PR #590, opened 2019-06-11
MINIFICPP-621 Nanofi Tailfile example

msharee9:

### For all changes:
     in the commit message?

### For code changes:

### Note:

### DIFF
--- a/libminifi/include/ResourceClaim.h
+++ b/libminifi/include/ResourceClaim.h
@@ -59,6 +59,7 @@ class ResourceClaim : public std::enable_shared_from_this<ResourceClaim> {
   explicit ResourceClaim(std::shared_ptr<core::StreamManager<ResourceClaim>> claim_manager);
 
   explicit ResourceClaim(const std::string path, std::shared_ptr<core::StreamManager<ResourceClaim>> claim_manager, bool deleted = false);
+
   // Destructor
   ~ResourceClaim() {
   }
--- a/nanofi/CMakeLists.txt
+++ b/nanofi/CMakeLists.txt
@@ -37,6 +37,8 @@ file(GLOB NANOFI_SOURCES  "src/api/*.cpp" "src/core/*.c*" "src/cxx/*.cpp" "src/s
 
 file(GLOB NANOFI_EXAMPLES_SOURCES  "examples/*.c" )
 
+file(GLOB NANOFI_ECU_SOURCES "ecu/*.c")
+
 include(CheckCXXCompilerFlag)
 if (WIN32)
   if ((MSVC_VERSION GREATER "1900") OR (MSVC_VERSION EQUAL "1900"))
@@ -103,4 +105,5 @@ endif(ENABLE_PYTHON AND NOT STATIC_BUILD)
 
 if (NOT DISABLE_CURL)
 add_subdirectory(examples)
+add_subdirectory(ecu)
 endif()
--- a/nanofi/ecu/tail_file.c
+++ b/nanofi/ecu/tail_file.c
@@ -1,0 +1,206 @@
+/*
+ * Licensed to the Apache Software Foundation (ASF) under one or more
+ * contributor license agreements.  See the NOTICE file distributed with
+ * this work for additional information regarding copyright ownership.
+ * The ASF licenses this file to You under the Apache License, Version 2.0
+ * (the "License"); you may not use this file except in compliance with
+ * the License.  You may obtain a copy of the License at
+    *
+    *     http://www.apache.org/licenses/LICENSE-2.0
+ *
+ * Unless required by applicable law or agreed to in writing, software
+ * distributed under the License is distributed on an "AS IS" BASIS,
+ * WITHOUT WARRANTIES OR CONDITIONS OF ANY KIND, either express or implied.
+ * See the License for the specific language governing permissions and
+ * limitations under the License.
+*/
+
+#include "api/nanofi.h"
+#include "core/string_utils.h"
+#include "core/cstructs.h"
+#include "core/file_utils.h"
+#include <unistd.h>
+#include <stdlib.h>
+#include <stdio.h>
+#include <string.h>
+#include <errno.h>
+#include <limits.h>
+#include <signal.h>
+#include <sys/stat.h>
+
+struct flow_file_records * flowfiles = NULL;
+nifi_instance * instance = NULL;
+standalone_processor * proc = NULL;
+int file_offset = 0;
+int stopped = 0;
+flow_file_list ff_list;
+token_list tks;
+
+void signal_handler(int signum) {
+    if (signum == SIGINT || signum == SIGTERM) {
+        stopped = 1;
+    }
+}
+
+void transmit_flow_files(nifi_instance * instance) {
+    flow_file_list_node * head = ff_list.head;
+    while (head) {
+        transmit_flowfile(head->ff_record, instance);
+        head = head->next;
+    }
+}
+
+void set_offset(int offset) {
+    file_offset = offset;
+}
+
+int get_offset() {
+    return file_offset;
+}
+
+void on_trigger_callback(processor_session * ps, processor_context * ctx) {
+
+    char file_path[4096];
+    char delimiter[3];
+
+    if (get_property(ctx, "file_path", file_path, sizeof(file_path)) != 0) {
+        return;
+    }
+
+    if (get_property(ctx, "delimiter", delimiter, sizeof(delimiter)) != 0) {
+        return;
+    }
+
+    if (strlen(delimiter) == 0) {
+        printf("Delimiter not specified or it is empty\n");
+        return;
+    }
+    char delim = delimiter[0];
+
+    if (delim == '\\') {
+          if (strlen(delimiter) > 1) {
+            switch (delimiter[1]) {
+              case 'r':
+                delim = '\r';
+                break;
+              case 't':
+                delim = '\t';
+                break;
+              case 'n':
+                delim = '\n';
+                break;
+              case '\\':
+                delim = '\\';
+                break;
+              default:
+                break;
+            }
+        }
+    }
+
+    tks = tail_file(file_path, delim, get_offset());
+
+    if (!validate_list(&tks)) return;
+
+    set_offset(get_offset() + tks.total_bytes);
+
+    token_node * head;
+    for (head = tks.head; head && head->data; head = head->next) {
+        flow_file_record * ffr = generate_flow_file(instance, proc);
+        const char * flow_file_path = ffr->contentLocation;
+        FILE * ffp = fopen(flow_file_path, "wb");
+        if (!ffp) {
+            printf("Cannot open flow file at path %s to write content to.\n", flow_file_path);
+            break;
+        }
+
+        int count = strlen(head->data);
+        int ret = fwrite(head->data, 1, count, ffp);
+        if (ret < count) {
+            fclose(ffp);
+            break;
+        }
+        fseek(ffp, 0, SEEK_END);
+        ffr->size = ftell(ffp);
+        fclose(ffp);
+        add_flow_file_record(&ff_list, ffr);
+    }
+    free_all_tokens(&tks);
+}
+
+int main(int argc, char** argv) {
+
+    if (argc < 6) {
+        printf("Error: must run ./tail_file <file> <interval> <delimiter> <nifi instance url> <remote port>\n");
+        exit(1);
+    }
+
+    char * file = argv[1];
+    char * interval = argv[2];
+    char * delimiter = argv[3];
+    char * instance_str = argv[4];
+    char * port_str = argv[5];
+
+    if (access(file, F_OK) == -1) {
+        printf("Error: %s doesn't exist!\n", file);
+        exit(1);
+    }
+
+    struct stat stats;
+    errno = 0;
+    int ret = stat(file, &stats);
+
+    if (ret == -1) {
+        printf("Error occurred while getting file status {file: %s, error: %s}\n", file, strerror(errno));
+        exit(1);
+    }
+    // Check for file existence
+    if (S_ISDIR(stats.st_mode)){
+        printf("Error: %s is a directory!\n", file);
+        exit(1);
+    }
+
+    errno = 0;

▸ EXERCISE PROMPT
Would you print exactly and only the lines of the material above that run from the line with "### For all" through the line with "License, Version 2.0", both included?

▸ SOLUTION TO THIS TASK
### For all changes:
     in the commit message?

### For code changes:

### Note:

### DIFF
--- a/libminifi/include/ResourceClaim.h
+++ b/libminifi/include/ResourceClaim.h
@@ -59,6 +59,7 @@ class ResourceClaim : public std::enable_shared_from_this<ResourceClaim> {
   explicit ResourceClaim(std::shared_ptr<core::StreamManager<ResourceClaim>> claim_manager);
 
   explicit ResourceClaim(const std::string path, std::shared_ptr<core::StreamManager<ResourceClaim>> claim_manager, bool deleted = false);
+
   // Destructor
   ~ResourceClaim() {
   }
--- a/nanofi/CMakeLists.txt
+++ b/nanofi/CMakeLists.txt
@@ -37,6 +37,8 @@ file(GLOB NANOFI_SOURCES  "src/api/*.cpp" "src/core/*.c*" "src/cxx/*.cpp" "src/s
 
 file(GLOB NANOFI_EXAMPLES_SOURCES  "examples/*.c" )
 
+file(GLOB NANOFI_ECU_SOURCES "ecu/*.c")
+
 include(CheckCXXCompilerFlag)
 if (WIN32)
   if ((MSVC_VERSION GREATER "1900") OR (MSVC_VERSION EQUAL "1900"))
@@ -103,4 +105,5 @@ endif(ENABLE_PYTHON AND NOT STATIC_BUILD)
 
 if (NOT DISABLE_CURL)
 add_subdirectory(examples)
+add_subdirectory(ecu)
 endif()
--- a/nanofi/ecu/tail_file.c
+++ b/nanofi/ecu/tail_file.c
@@ -1,0 +1,206 @@
+/*
+ * Licensed to the Apache Software Foundation (ASF) under one or more
+ * contributor license agreements.  See the NOTICE file distributed with
+ * this work for additional information regarding copyright ownership.
+ * The ASF licenses this file to You under the Apache License, Version 2.0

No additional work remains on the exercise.